Let's do some Text Mining
Here I stand with a document term matrix (from the tm
Package)
dtm <- TermDocumentMatrix(
myCorpus,
control = list(
weight = weightTfIdf,
tolower=TRUE,
removeNumbers = TRUE,
minWordLength = 2,
removePunctuation = TRUE,
stopwords=stopwords("german")
))
When I do a
typeof(dtm)
I see that it is a "list" and the structure looks like
Docs
Terms 1 2 ...
lorem 0 0 ...
ipsum 0 0 ...
... .......
So I try a
wordMatrix = as.data.frame( t(as.matrix( dtm )) )

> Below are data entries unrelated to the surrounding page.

PR #1366, opened 2021-05-07
IBX-155 Intro rewrite

dabrt:
| Question      | Answer |
| ------------- | --- |
| JIRA Ticket   | IBX-155 |
| Versions      | 3.2 and up |

### DIFF
--- a/docs/guide/personalization/basic_integration.md
+++ b/docs/guide/personalization/basic_integration.md
@@ -22,10 +22,12 @@ A code that includes an image may look like this:
 
 `<user_ID>` stands either for the user ID or session ID of the user who is currently 
 logged into your website (any URL-encoded string is allowed).
+
 `<content_type_ID>` stands for the [contentTypeId](../content_model.md#content-information) of the Content item or product that you want to track and recommend.
+
 `<content_ID>` stands for the [id](../content_model.md#content-information) of the Content item or product that you want to track and recommend.
 
-The following examples show how to integrate a CLICK event:
+The following examples show how you can integrate a CLICK event:
 
 PHP:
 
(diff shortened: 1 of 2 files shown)


docs/guide/personalization/personalization_quickstart.md
```diff
@@ -1,45 +1,32 @@
...
-It looks like this:
+The service primarily relies on event tracking. 
+For the events to be registered, every content item or product page must call 
+a special tracking URL.
+The simplest way to the tracking URL is placing a one pixel image on every page, 
+just like in the case of analytical tools or visitor counters.
+A code that includes an image may look like this:
 
-**`<img href="https://event.yoochoose.net/ebl/00000/click/john.smith/1/123" width="1" height="1">`**
+`<img href="https://event.yoochoose.net/ebl/00000/click/<user_ID>/1/<content_ID>" width="1" height="1">`
```
dkorostynski, line 23: @dabrt if we're changing 123 to <content_ID>, shouldn't we also change content type value? 
so it should be: 
/<content_type_ID>/<content_ID>" width="1" height="1">`

docs/guide/content_model.md
```diff
@@ -25,7 +25,7 @@ General information about a Content item is stored in a [`ContentInfo`](https://
 
 **`id`** - the unique ID of the Content object. These numbers are not recycled, so if an item is deleted, its ID will not be reused when a new one is created.
 
-**`contentTypeId`** - the unique ID of the Content Type on which the Content item is based.
+**`contentTypeId`** - the unique numerical identifier of the Content Type, on which the Content item is based.
```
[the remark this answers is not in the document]
dabrt: Just thinking out loud - whenever we have ID in its short form I get an impression that it is an actual name name of a variable. Could we use ID when it actially is a name of a variable, and identifier when we refer to a general notion of something that identifies an element?

docs/guide/personalization/basic_integration.md
```diff
@@ -0,0 +1,154 @@
+# Basic service integration
+
+To return recommendations, you must first [enable the Personalization service](enabling_personalization.md).
+Then, you must integrate the service with I[= product_name =]] by activating
```
DominikaK, line 4:
```suggestion
Then, you must integrate the service with [= product_name =]] by activating 
```

DominikaK (approved):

That works for 1000 Documents.
But when I try to use 40000 it doesn't anymore.
I get this error:
Fehler in vector(typeof(x$v), nr * nc) : Vektorgröße kann nicht NA sein
Zusätzlich: Warnmeldung:
In nr * nc : NAs durch Ganzzahlüberlauf erzeugt
Error in vector ... : Vector can't be NA Additional: In nr * nc NAs created by integer overflow
So I looked at as.matrix and it turns out that somehow the function converts it to a vector with as.vector and than to a matrix. The convertion to a vector works but not the one from the vector to the matrix dosen't.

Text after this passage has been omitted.